Are You a Blog Snob?
May 27, 2006
I’m sure you know of a few. Those would be Blog Snobs. I ain’t naming no names but lurking around the blogosphere I came across this nifty little post: Blog Snobbery 101. It’s in jest and I’ll continue in jest.
A blog snob is a super-important blogger who knows it and makes sure the rest of the world does too. A blog snob doesn’t come out and say “Hey, look at me! I’m super-important!” No, blog snobs simply exude importance through their actions.
A few choice picks from the post…
…only your friends’ comments are worthy of a response. Everyone else is just there to give you praise (and add to your blog’s importance by contributing to your comment count).
In the off chance you decide to actually respond to a piece of fan-mail just remember: hitting that reply button inside of a week is a big no-no. You must wait at least a week, preferably a month before replying. The longer you keep’em waiting (and guessing, because some of your fans actually want a reply–go figure), the more it adds to your aura of importance. After all, you’re so busy you couldn’t possibly have time for the people who read your blog (and make you the important person that you are) so go ahead, make’em wait!

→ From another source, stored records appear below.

PR #15, opened 2026-02-23
CLI-19, CLI-22, CLI-27, CLI-28 + some more

kirill-knize-sonarsource:


docs/error-messages-audit.md
```diff
@@ -0,0 +1,484 @@
+# Error Messages Audit: CLI Argument Validation
```
damien-urruty-sonarsource: What is the purpose of this file?

scripts/generate-docs.js
```diff
@@ -0,0 +1,133 @@
...
+function padEnd(str, width) {
+  return str + ' '.repeat(Math.max(0, width - displayWidth(str)));
+}
+
+function renderOptionsTable(options) {
+  if (options && options.length > 0) {
+    const headers = ['Option', 'Type', 'Required', 'Description', 'Default'];
+    const cells = options.map(opt => {
+      const flag = opt.alias ? `\`--${opt.name}\`, \`-${opt.alias}\`` : `\`--${opt.name}\``;
+      const required = opt.required ? '✅' : '❌';
```
damien-urruty-sonarsource, line 44: When you flashed the screen earlier this morning, the red-cross caught my eye as if something was wrong. I'm not sure those 2 icons are the most appropriate to represent if an argument is required or optional, these are more for 'pass-fail' types of situation. Maybe just 'Yes' and 'No' would be sufficient here for the doc since the column is named 'Required'?

src/ui/messages.ts
```diff
@@ -0,0 +1,48 @@
+// Inline terminal output — non-interactive, static messages
+
+import { isTTY, cyan, yellow, red, green } from './colors.js';
+import { isMockActive, recordCall } from './mock.js';
```
damien-urruty-sonarsource, line 4: Why do we need a mock? Is it for testing purposes?

damien-urruty-sonarsource (approved):
I's almost a full rewrite, I cannot review everything... Let's merge this, but I suggest moving forward we try to keep the PRs reviewable and focus on a single topic at a time

src/ui/messages.ts
kirill-knize-sonarsource: Yes, testing is still clumsy in some places. It's not easy to do something better, but ideally get rid of it before the release. It's not good.

scripts/generate-docs.js
kirill-knize-sonarsource: Changed. Good point

docs/error-messages-audit.md
kirill-knize-sonarsource: slipped through gitignore. Removed.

Do you know anybody who is a blog snob? If so, maybe an e-intervention is in order. They may not know it. Let’s pick out one Blog Snob, get a blogging posse together and head on over to the blog in question and confront them. There’ll be screaming, ranting, denails, tears and jeers and hopefully acceptance … then come Monday, they’ll continue on their snobbery ways.
More importantly … if after reading the post and you’ve come to the shock, horror realisation that you’re one of them then hang your head in shame and do your best to de-snob yourself or else there just might be a blgging posse heading your way.
PS. I truly didn’t have anybody in mind who’s a bona-fide blog snob when writing this post.
PPS. I truly didn’t. But I’m sure if I think about it I may come up with a few.
PPPS. It’s 3am. Sunday morning. Do you know where you are? You’re head hurts. And you’ve stumbled home and are now surfing around visiting shonky sites (okay, porn) and messing with YouTube and writing this post. What happened to Saturday? Enough said. (special thanks to “Bright Lights, Big City” by Jay McInerney for the inspiration to write this PPPS in the second person.) You decide to go to bed and skip Sunday.
PPPPS. Thanks for letting me indulge in some literary shenanigans.